→ Exercise requirements
The full listing, from first line to last, should be set down again exactly.

→ Information supplied

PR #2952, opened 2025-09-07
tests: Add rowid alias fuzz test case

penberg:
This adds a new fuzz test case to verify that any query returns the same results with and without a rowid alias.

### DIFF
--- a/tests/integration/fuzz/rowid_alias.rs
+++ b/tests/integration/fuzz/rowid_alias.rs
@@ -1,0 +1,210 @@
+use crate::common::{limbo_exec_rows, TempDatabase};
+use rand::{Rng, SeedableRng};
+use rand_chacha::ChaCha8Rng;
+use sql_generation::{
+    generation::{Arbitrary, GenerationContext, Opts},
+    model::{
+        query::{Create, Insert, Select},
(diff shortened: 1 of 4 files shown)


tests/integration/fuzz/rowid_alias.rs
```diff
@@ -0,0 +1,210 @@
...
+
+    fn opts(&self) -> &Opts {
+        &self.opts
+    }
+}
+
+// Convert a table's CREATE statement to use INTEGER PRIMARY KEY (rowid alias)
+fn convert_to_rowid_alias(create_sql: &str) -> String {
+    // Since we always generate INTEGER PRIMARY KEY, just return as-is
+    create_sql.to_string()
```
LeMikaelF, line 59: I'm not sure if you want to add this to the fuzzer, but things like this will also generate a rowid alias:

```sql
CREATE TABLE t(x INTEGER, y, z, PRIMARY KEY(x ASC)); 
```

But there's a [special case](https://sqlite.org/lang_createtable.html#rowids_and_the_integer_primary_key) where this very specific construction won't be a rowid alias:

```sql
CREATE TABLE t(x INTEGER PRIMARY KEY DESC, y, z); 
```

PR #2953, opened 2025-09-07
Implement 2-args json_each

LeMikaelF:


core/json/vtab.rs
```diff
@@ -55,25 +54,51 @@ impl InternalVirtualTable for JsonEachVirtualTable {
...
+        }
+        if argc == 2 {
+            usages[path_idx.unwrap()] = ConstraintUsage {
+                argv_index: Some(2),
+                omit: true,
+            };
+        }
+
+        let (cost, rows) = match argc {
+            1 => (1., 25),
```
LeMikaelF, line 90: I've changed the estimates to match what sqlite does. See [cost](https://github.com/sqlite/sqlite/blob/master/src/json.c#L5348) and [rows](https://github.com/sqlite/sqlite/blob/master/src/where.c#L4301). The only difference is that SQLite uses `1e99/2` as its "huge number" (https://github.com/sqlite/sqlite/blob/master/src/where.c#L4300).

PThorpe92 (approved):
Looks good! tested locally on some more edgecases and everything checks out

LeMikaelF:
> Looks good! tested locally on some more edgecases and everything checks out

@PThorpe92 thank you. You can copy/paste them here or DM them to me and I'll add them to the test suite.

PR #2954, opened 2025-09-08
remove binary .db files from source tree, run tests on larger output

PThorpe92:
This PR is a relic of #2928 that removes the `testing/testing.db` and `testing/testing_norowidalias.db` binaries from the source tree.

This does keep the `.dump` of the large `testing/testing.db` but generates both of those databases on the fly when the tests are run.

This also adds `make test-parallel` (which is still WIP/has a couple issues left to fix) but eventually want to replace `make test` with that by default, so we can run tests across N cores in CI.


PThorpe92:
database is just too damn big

→ Written response
PR #2952, opened 2025-09-07
tests: Add rowid alias fuzz test case

penberg:
This adds a new fuzz test case to verify that any query returns the same results with and without a rowid alias.

### DIFF
--- a/tests/integration/fuzz/rowid_alias.rs
+++ b/tests/integration/fuzz/rowid_alias.rs
@@ -1,0 +1,210 @@
+use crate::common::{limbo_exec_rows, TempDatabase};
+use rand::{Rng, SeedableRng};
+use rand_chacha::ChaCha8Rng;
+use sql_generation::{
+    generation::{Arbitrary, GenerationContext, Opts},
+    model::{
+        query::{Create, Insert, Select},
(diff shortened: 1 of 4 files shown)


tests/integration/fuzz/rowid_alias.rs
```diff
@@ -0,0 +1,210 @@
...
+
+    fn opts(&self) -> &Opts {
+        &self.opts
+    }
+}
+
+// Convert a table's CREATE statement to use INTEGER PRIMARY KEY (rowid alias)
+fn convert_to_rowid_alias(create_sql: &str) -> String {
+    // Since we always generate INTEGER PRIMARY KEY, just return as-is
+    create_sql.to_string()
```
LeMikaelF, line 59: I'm not sure if you want to add this to the fuzzer, but things like this will also generate a rowid alias:

```sql
CREATE TABLE t(x INTEGER, y, z, PRIMARY KEY(x ASC)); 
```

But there's a [special case](https://sqlite.org/lang_createtable.html#rowids_and_the_integer_primary_key) where this very specific construction won't be a rowid alias:

```sql
CREATE TABLE t(x INTEGER PRIMARY KEY DESC, y, z); 
```

PR #2953, opened 2025-09-07
Implement 2-args json_each

LeMikaelF:


core/json/vtab.rs
```diff
@@ -55,25 +54,51 @@ impl InternalVirtualTable for JsonEachVirtualTable {
...
+        }
+        if argc == 2 {
+            usages[path_idx.unwrap()] = ConstraintUsage {
+                argv_index: Some(2),
+                omit: true,
+            };
+        }
+
+        let (cost, rows) = match argc {
+            1 => (1., 25),
```
LeMikaelF, line 90: I've changed the estimates to match what sqlite does. See [cost](https://github.com/sqlite/sqlite/blob/master/src/json.c#L5348) and [rows](https://github.com/sqlite/sqlite/blob/master/src/where.c#L4301). The only difference is that SQLite uses `1e99/2` as its "huge number" (https://github.com/sqlite/sqlite/blob/master/src/where.c#L4300).

PThorpe92 (approved):
Looks good! tested locally on some more edgecases and everything checks out

LeMikaelF:
> Looks good! tested locally on some more edgecases and everything checks out

@PThorpe92 thank you. You can copy/paste them here or DM them to me and I'll add them to the test suite.

PR #2954, opened 2025-09-08
remove binary .db files from source tree, run tests on larger output

PThorpe92:
This PR is a relic of #2928 that removes the `testing/testing.db` and `testing/testing_norowidalias.db` binaries from the source tree.

This does keep the `.dump` of the large `testing/testing.db` but generates both of those databases on the fly when the tests are run.

This also adds `make test-parallel` (which is still WIP/has a couple issues left to fix) but eventually want to replace `make test` with that by default, so we can run tests across N cores in CI.


PThorpe92:
database is just too damn big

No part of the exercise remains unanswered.